## EXERCISE INSTRUCTIONS
Return the lines below exactly, starting with the line that contains "-71,7 +71,7 @@" and stopping after the last line.

GIVEN DATA below:

PR #176, opened 2016-08-02
Test variable-length-quantity for an incomplete byte sequence of zero

quartsize:
My initial solution to this exercise decided if a byte sequence was incomplete based on whether the accumulator/total is zero when you run out of bytes. This works for the current test case, `0xff`, which leaves `0x7f` in your accumulator, but not for `0x80`.

### DIFF
--- a/exercises/variable-length-quantity/example.rs
+++ b/exercises/variable-length-quantity/example.rs
@@ -71,7 +71,7 @@ fn to_bytes_single(mut value: u32) -> Vec<u8> {
 pub fn from_bytes(bytes: &[u8]) -> Result<Vec<u32>, &'static str> {
     let mut res = vec![];
     let mut tmp = 0;
-    for b in bytes {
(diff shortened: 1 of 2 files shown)


IanWhitney:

End of GIVEN DATA.

## REPLY
@@ -71,7 +71,7 @@ fn to_bytes_single(mut value: u32) -> Vec<u8> {
 pub fn from_bytes(bytes: &[u8]) -> Result<Vec<u32>, &'static str> {
     let mut res = vec![];
     let mut tmp = 0;
-    for b in bytes {
(diff shortened: 1 of 2 files shown)


IanWhitney:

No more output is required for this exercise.